# RECORDS FOR THE EXERCISE:
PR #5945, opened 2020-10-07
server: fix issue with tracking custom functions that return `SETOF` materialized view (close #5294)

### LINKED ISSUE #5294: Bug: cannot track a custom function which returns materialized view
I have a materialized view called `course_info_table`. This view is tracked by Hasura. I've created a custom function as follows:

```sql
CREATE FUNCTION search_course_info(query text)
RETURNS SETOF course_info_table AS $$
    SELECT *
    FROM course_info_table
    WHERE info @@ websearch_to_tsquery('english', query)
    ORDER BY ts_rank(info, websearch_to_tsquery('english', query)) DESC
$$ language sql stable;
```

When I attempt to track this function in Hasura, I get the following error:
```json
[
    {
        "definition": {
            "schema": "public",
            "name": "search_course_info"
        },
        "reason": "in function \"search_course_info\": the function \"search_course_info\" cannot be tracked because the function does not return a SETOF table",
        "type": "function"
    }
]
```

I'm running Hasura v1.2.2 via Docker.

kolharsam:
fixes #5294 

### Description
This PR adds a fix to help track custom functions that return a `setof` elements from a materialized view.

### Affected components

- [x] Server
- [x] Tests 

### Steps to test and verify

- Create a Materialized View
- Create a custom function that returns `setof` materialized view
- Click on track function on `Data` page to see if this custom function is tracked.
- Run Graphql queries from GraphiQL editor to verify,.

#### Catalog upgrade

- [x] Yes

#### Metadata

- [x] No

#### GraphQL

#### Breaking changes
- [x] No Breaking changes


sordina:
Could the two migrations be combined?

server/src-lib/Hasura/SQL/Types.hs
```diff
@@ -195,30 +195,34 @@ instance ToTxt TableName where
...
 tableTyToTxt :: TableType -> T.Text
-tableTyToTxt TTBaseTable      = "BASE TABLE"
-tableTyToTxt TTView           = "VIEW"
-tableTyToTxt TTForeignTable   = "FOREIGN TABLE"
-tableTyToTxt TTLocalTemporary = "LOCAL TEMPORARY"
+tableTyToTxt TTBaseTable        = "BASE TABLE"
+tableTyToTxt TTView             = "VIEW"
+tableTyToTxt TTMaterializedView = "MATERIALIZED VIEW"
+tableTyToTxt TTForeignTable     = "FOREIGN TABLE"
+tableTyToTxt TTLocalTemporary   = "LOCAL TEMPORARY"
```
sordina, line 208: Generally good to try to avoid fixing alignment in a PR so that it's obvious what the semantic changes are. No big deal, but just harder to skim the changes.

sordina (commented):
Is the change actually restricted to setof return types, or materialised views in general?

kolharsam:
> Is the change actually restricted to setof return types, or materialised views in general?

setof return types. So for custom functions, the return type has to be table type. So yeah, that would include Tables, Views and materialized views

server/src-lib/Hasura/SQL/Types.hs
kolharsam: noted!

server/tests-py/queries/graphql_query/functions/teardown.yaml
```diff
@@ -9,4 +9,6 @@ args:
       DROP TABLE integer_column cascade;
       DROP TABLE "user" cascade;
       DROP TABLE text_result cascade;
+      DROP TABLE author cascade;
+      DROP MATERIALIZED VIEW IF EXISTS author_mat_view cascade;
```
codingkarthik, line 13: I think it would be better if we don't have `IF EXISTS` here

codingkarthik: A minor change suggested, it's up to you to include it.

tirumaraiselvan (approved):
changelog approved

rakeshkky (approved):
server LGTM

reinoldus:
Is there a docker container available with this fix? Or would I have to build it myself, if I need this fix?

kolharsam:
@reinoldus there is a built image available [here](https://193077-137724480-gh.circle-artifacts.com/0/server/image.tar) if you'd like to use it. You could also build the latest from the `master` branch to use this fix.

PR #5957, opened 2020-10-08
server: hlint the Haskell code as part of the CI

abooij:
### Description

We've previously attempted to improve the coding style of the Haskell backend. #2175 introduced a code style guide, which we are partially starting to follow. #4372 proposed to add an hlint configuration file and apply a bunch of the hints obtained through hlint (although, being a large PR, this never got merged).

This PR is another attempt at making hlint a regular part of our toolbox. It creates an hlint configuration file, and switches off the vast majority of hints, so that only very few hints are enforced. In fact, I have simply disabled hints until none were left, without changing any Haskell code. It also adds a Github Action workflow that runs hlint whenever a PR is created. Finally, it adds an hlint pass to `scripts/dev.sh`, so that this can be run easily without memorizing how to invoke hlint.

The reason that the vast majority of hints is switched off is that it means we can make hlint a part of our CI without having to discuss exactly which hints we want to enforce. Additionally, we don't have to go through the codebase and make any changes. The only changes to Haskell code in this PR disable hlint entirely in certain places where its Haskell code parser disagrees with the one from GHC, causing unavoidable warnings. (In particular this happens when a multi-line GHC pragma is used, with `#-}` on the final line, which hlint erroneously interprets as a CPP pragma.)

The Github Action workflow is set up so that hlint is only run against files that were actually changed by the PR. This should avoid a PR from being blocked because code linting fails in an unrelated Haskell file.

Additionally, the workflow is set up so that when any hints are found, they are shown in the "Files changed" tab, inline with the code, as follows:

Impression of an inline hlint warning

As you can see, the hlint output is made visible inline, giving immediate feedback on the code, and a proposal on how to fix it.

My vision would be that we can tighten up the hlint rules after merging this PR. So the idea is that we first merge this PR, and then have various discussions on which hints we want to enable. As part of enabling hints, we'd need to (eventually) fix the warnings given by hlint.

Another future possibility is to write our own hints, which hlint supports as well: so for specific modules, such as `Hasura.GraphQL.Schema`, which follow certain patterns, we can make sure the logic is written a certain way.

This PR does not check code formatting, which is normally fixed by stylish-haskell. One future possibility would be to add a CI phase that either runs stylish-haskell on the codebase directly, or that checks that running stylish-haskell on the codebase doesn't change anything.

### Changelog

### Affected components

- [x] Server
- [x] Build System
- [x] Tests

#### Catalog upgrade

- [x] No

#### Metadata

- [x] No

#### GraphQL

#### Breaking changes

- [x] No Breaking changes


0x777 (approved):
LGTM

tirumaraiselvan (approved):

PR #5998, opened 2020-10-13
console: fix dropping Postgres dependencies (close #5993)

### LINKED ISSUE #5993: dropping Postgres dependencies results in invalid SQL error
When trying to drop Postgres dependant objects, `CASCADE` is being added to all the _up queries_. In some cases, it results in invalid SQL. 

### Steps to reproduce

# TASK TO CARRY OUT:
The lines above that hold the word "available" are the ones to copy.

# TASK RESULT:
Is there a docker container available with this fix? Or would I have to build it myself, if I need this fix?
@reinoldus there is a built image available [here](https://193077-137724480-gh.circle-artifacts.com/0/server/image.tar) if you'd like to use it. You could also build the latest from the `master` branch to use this fix.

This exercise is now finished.